[DATA SHOWN]:
----

PR #3158, opened 2023-01-03
Fix photo consent tests

ivarnakken:
Tests were failing because it's the beginning of a new semester (january), and it's not enough to add 6 months to get to the next. Adding weeks instead of months is not deterministic.

This is because we distinguish between spring and autumn semester [by comparing the month to 7](https://github.com/webkom/lego/blob/master/lego/apps/users/models.py#L586). This was tested for December 31. and January 1.

---

Resolves ABA-196

### DIFF
--- a/lego/apps/events/tests/test_events_api.py
+++ b/lego/apps/events/tests/test_events_api.py
@@ -8,6 +8,7 @@ from django.utils import timezone
 from rest_framework import status
 
 import stripe
+from dateutil.relativedelta import relativedelta
 from djangorestframework_camel_case.render import camelize
 
 from lego.apps.events import constants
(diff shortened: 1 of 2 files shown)


lego/apps/events/tests/test_events_api.py
```diff
@@ -8,6 +8,7 @@
 from rest_framework import status
 
 import stripe
+from dateutil.relativedelta import relativedelta
```
LudvigHz, line 11: Why not just use `django.utils.timezone.timedelta`?

LudvigHz (approved):
LGTM :shipit:
I f**in hate time and computers...

lego/apps/events/tests/test_events_api.py
ivarnakken: `timedelta` does not support months, weeks max. Probably why you ended up doing it the hacky way.

requirements/mypy.txt
```diff
@@ -11,3 +11,4 @@ types-PyYAML==6.0.12.2
 types-requests==2.28.11.5
 types-six==1.16.21.4
 types-urllib3==1.26.25.4
+types-python-dateutil
```
ivarnakken, line 14: `mypy` forced me to add ths. I think we can agree that we don't need to specify a version on these, right ...?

----

For each line in the data that holds the word "events", copy the line.

[ANSWER SPACE]:
--- a/lego/apps/events/tests/test_events_api.py
+++ b/lego/apps/events/tests/test_events_api.py
 from lego.apps.events import constants
lego/apps/events/tests/test_events_api.py
lego/apps/events/tests/test_events_api.py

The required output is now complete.